My detox routines have stayed exactly the same. I drink a glass of fresh pressed veggie juice in the morning (usually beets, beet greens, celery, and carrot). About every other night I take a detox bath with epsom salt or Redmond Clay bath salts.
How I Felt
It’s been 6 months, and in all honesty, I don’t feel significantly better than I did before GAPS. I still spend a week to ten days out of the month in pain or extreme discomfort. The rest of the days are not painful, but still uncomfortable. I still have days where I choose to skip meals, because the pain from not eating is less than the pain from eating. I’m still extremely tired and fatigued. I’m not able to eat anything significant that I couldn’t eat pre-GAPS (though the eggs are a triumph, to be sure). I struggle daily with preparing the food and staying motivated to actually eat it. In short, the meager benefits I’m getting from GAPS do not justify the extreme costs, at least not for me.

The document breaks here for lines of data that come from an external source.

Issue #4600, opened 2021-01-25
ZIO Test: Upstream Generators From ZIO Test Refined Module


adamgfraser:
We just merged support for generating values of types from the `refined` library through the `zio-test-refined` module thanks to work from @afsalthaj and @pierangeloc .

In [this](https://github.com/zio/zio/blob/2769933b193e47a21a205a9fcecd626876333f02/test-refined/shared/src/main/scala/zio/test/refined/CharInstances.scala#L12) file there are a couple of generators for alphabetical, numeric, and whitespace characters that could be more generally applicable. We should move these instances to the `Gen` companion object in ZIO Test and just use them here. A completed ticket will also add tests verifying that the generators generate values in the appropriate range and shrink to the expected values.

maxim092001:
I think I can handle this one. But this is my very first experience with open source contribution, is there any guideline for newbies?

987Nabil:
@adamgfraser can this be closed?

adamgfraser:
@987Nabil Yes!

PR #4723, opened 2021-02-22
Upstream Generators From ZIO Test Refined Module #4600

maxim092001:
Implementation for #4600. Same to #4721, but commits from personal github.

Moved three generators from [CharInstances](https://github.com/zio/zio/blob/2769933b193e47a21a205a9fcecd626876333f02/test-refined/shared/src/main/scala/zio/test/refined/CharInstances.scala#L11) to [Gen](https://github.com/zio/zio/blob/2769933b193e47a21a205a9fcecd626876333f02/test/shared/src/main/scala/zio/test/Gen.scala#L167)

However, I'm not sure about javadoc description and shrinks. Please, check them out.

### DIFF
--- a/test/shared/src/main/scala/zio/test/Gen.scala
+++ b/test/shared/src/main/scala/zio/test/Gen.scala
@@ -182,6 +182,24 @@ object Gen extends GenZIO with FunctionVariants with TimeVariants {
     weighted(char(48, 57) -> 10, char(65, 90) -> 26, char(97, 122) -> 26)
 
   /**
+   * A generator of alpha characters.
+   */
+  val alphaChar: Gen[Random, Char] =
+    weighted(char(65, 90) -> 26, char(97, 122) -> 26)
+
+  /**
+   * A generator of numeric characters. Shrinks toward '0'.
+   */
+  val numericChar: Gen[Random, Char] =
+    weighted(char(48, 57) -> 10)
+
+  /**
+   * A generator of whitespace characters.
+   */
+  val whitespaceChars: Seq[Char] =
+    (Char.MinValue to Char.MaxValue).filter(_.isWhitespace)
+
+  /**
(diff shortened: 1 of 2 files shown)


test/shared/src/main/scala/zio/test/Gen.scala
```diff
@@ -181,6 +181,24 @@ object Gen extends GenZIO with FunctionVariants with TimeVariants {
   val alphaNumericChar: Gen[Random, Char] =
     weighted(char(48, 57) -> 10, char(65, 90) -> 26, char(97, 122) -> 26)
 
+  /**
+   * A generator of alpha characters.
+   */
+  val alphaChar: Gen[Random, Char] =
```
adamgfraser, line 187: Can we alphabetize please? Otherwise looks great!

adamgfraser (changes requested):
Just one small change and then good to go.

test/shared/src/main/scala/zio/test/Gen.scala
maxim092001: Sorry, didn't get what you mean.
Alphabetize random char generator?

adamgfraser: Oh sorry. Just put the constructors in alphabetical order with all the existing constructors. So like right now `whiteSpaceChars` is near the top of the file above the existing `alphaNumericString` generator but it should be towards the end of the file after the `weighted` constructor. It doesn't actually change the logic of your implementation but just makes it easier for users and contributors to find things in the file, especially when it is a large one like this one.

maxim092001: Ok, I think now they are alphabetized:)

adamgfraser (approved):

So I decided to quit GAPS.
And then I did some thinking. What exactly am I supposed to quit to? It’s not like I can quit and just go eat a bowl of pasta and a loaf of focaccia. I have to eat something. And while these foods cause me pain, they certainly cause me less pain than all the other foods that I’m not eating. It’s all well and good to say that I quit GAPS, but in actuality I really can’t.
I have some appointments lined up, with my GI doctor and with my naturopath. I have a small handful (okay, actually only two) of treatment options that I haven’t tried yet. Neither of them are pretty. In the meantime, I plan to maintain a mostly GAPS-legal diet. But I plan to use some convenience foods (canned coconut milk and canned pumpkin chief among them). If I decide I’d really like a bowl of gluten-free granola with coconut milk on it, by golly I’m going to allow myself that. And my favorite part of quitting GAPS? Hail Merry tarts. Oh, I’ve missed you.
So, after giving GAPS 6 months of every bit of my effort and attention, I’m officially quitting (but not really). How is that for a highly ambiguous conclusion to this highly un-scientific experiment??